In a situation where you are either unable to upgrade to 1810 HFRU2 or higher to resolve the update issue and still want to enable Device Token Authentication or you are just looking to confirm if the device token is enabled on the Server/Web App, you can use Azure Graph Explorer http://aka.ms/ge to query App properties and also make modifications.
Azure Graph Explorer won't allow you to query or make changes to the App properties by default. Select modify permissions to grant Directory.AccessasUser.All permission to the Signed in user, which grants access to query and modify App properties.

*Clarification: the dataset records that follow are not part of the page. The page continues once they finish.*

PR #72, opened 2022-11-15
Added proxy config for CE 3.14, 3.13, 3.12

ctauchen:
This adds proxy configurations for CE 3.14, 3.13, and 3.12.

All of our old docs sites are to follow this model. `netlify.toml` will contain proxy definitions for every Jekyll site we want to continue serving in our docs portal.

### DIFF
--- a/netlify.toml
+++ b/netlify.toml
@@ -141,8 +141,92 @@ package = "@netlify/plugin-lighthouse"
   headers = {X-From = "Netlify"}
 
 [[redirects]]
-  from = "/calico-enterprise/3.12/*"
+  from = "/v3.12/*"
   to = "https://tigera-v3-12.netlify.app/v3.12/:splat"
+  status = 200
+  headers = {X-From = "Netlify"}
+
+[[redirects]]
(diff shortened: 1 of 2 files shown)


ctauchen:
A note: The proxies are working correctly. But the JS files aren't loading. According to @penkeysuresh, may have something to do with `baseURL` in old docs.

doucol (approved):

Makefile
```diff
@@ -10,6 +10,7 @@ PRODUCT?=calico
 
 build: init
 	yarn build
+	cp _redirects build/_redirects
```
doucol: If you put the _redirects file into /static, it will get copied for you automatically

doucol (changes requested):

Makefile
ctauchen: That sounds much more dependable. Will change, thanks!

ctauchen:
Closing and moving changes to https://github.com/tigera/docs/pull/74/

doucol (approved):

PR #80, opened 2022-11-18
Fix versions dropdown

denis-alkhelali:
I noticed that Docusaurus allows to have versions dropdown to only one of the multi-instances and the instance must be set in docusaurus config. So, e.g. if we set Calico, then regardless of the selected product, there're will be only Calico's versions in dropdown with links to Calico.
I wrapped DocsVersionDropdownNavbarItem to pass product id based on the users current location

'+ small refactoring

### DIFF
--- a/docusaurus.config.js
+++ b/docusaurus.config.js
@@ -92,7 +92,6 @@ const config = {
           {
             type: 'docsVersionDropdown',
             position: 'right',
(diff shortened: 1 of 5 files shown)


alexeymagdich-tigera (approved):

ctauchen (approved):
This is great -- thanks! lgtm

PR #146, opened 2022-12-16
Test redirects

alexeymagdich-tigera:


doucol:
@ctauchen I was looking at this today... still not sure why it's not working. I would spend more time on it, but I'm questioning whether we should be doing this at all.  I think the way it's working now is good, let's chat next week.

alexeymagdich-tigera:
@ctauchen I suppose, we can close it?

ctauchen:
@alexeymagdich-tigera Yes, thanks for flagging this.

PR #158, opened 2022-12-16
Add container threat defense

bmckercher123:
## Missing entry in sidebars.js for CC


doucol:
@ctauchen We may need to do this in the source docs, if this is needed right now. Or, we'll need to add some logic into the migration script to do this. What are your thoughts?

ctauchen:
Fixed in https://github.com/tigera/docs/pull/159.

Those source files got it by mistake. In an older version of the script, I mixed up the --path-rename for the CC security directory.

PR #175, opened 2022-12-21
Delete-landing-page-policy-lifecycle

bmckercher123:
### Delete landing page for singleton topic for CC and CE

- Updated sidebars.js for CC and CE
- Deleted landing page, plus CE had an extra file (old) that should be removed from the script (Policy impact preview). 
- Able to build without errors
- PR to update source files for CE: https://github.com/tigera/calico-private/pull/5515.
- You just need to update script and coordinate these PRs.


ctauchen:
@bmckercher123 Two changes before we can merge:
* Remove extra files. I think you're running an old version of the script. I've since fixed the bug that creates a few files under a `security` directory at root. A quick fix is to just delete the files and amend your commit. 
* Can you add the navigation changes to CE 3.24 and 3.25?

Grant access to Graph explorer to access the directory as you.
Select retrieve the list of applications from the list of queries under Applications (beta) to see the list of registered Apps. You can highlight "Response Preview" area and press Ctrl+F to search the Server App you are interested in. This may be handy when there are several Apps. The property we are interested in is isDeviceOnlyAuthSupported. If this is set to "null" as you see below, it means Device Token is not enabled.
Looking at some of output closely, we see two IDs here, id and appid. We are interested in id when running the query.
Once the device token works, the request is sent to internal MP via CMG to get a CCM token. Client must get a CCM token successfully before accessing internal resources. CCM_STS.log available on the Management Point enabled for CMG traffic is a good place to know if CCM token was issued successfully.
Return token to client, token type: UDA, hierarchyId: 3a25dd9f-b871-4b26-87c0-81ab03a43375, userId: 00000000-0000-0000-0000-000000000000, deviceId: GUID:8AAE207C-880C-45C5-BC3A-16919E85F6F2 CCM_STS Elapsed time: 743 ms CCM_STS
If you have just updated Device token property and seeing 401 error in CCM_STS.log, advise is to give it some time for it to catch up.
ProcessRequest - Start CCM_STS
Return code: 401, Description: No bearer token found in request, No bearer token found in request CCM_STS
Elapsed time: 1 ms CCM_STS
Once the CCM_STS.log indicates successful retrieval of CCM token, you can look at CCMmessaging.log on the client and also add Device Online From Internet and Device Online Management Point columns to Devices view in the console to confirm successful communication with CMG.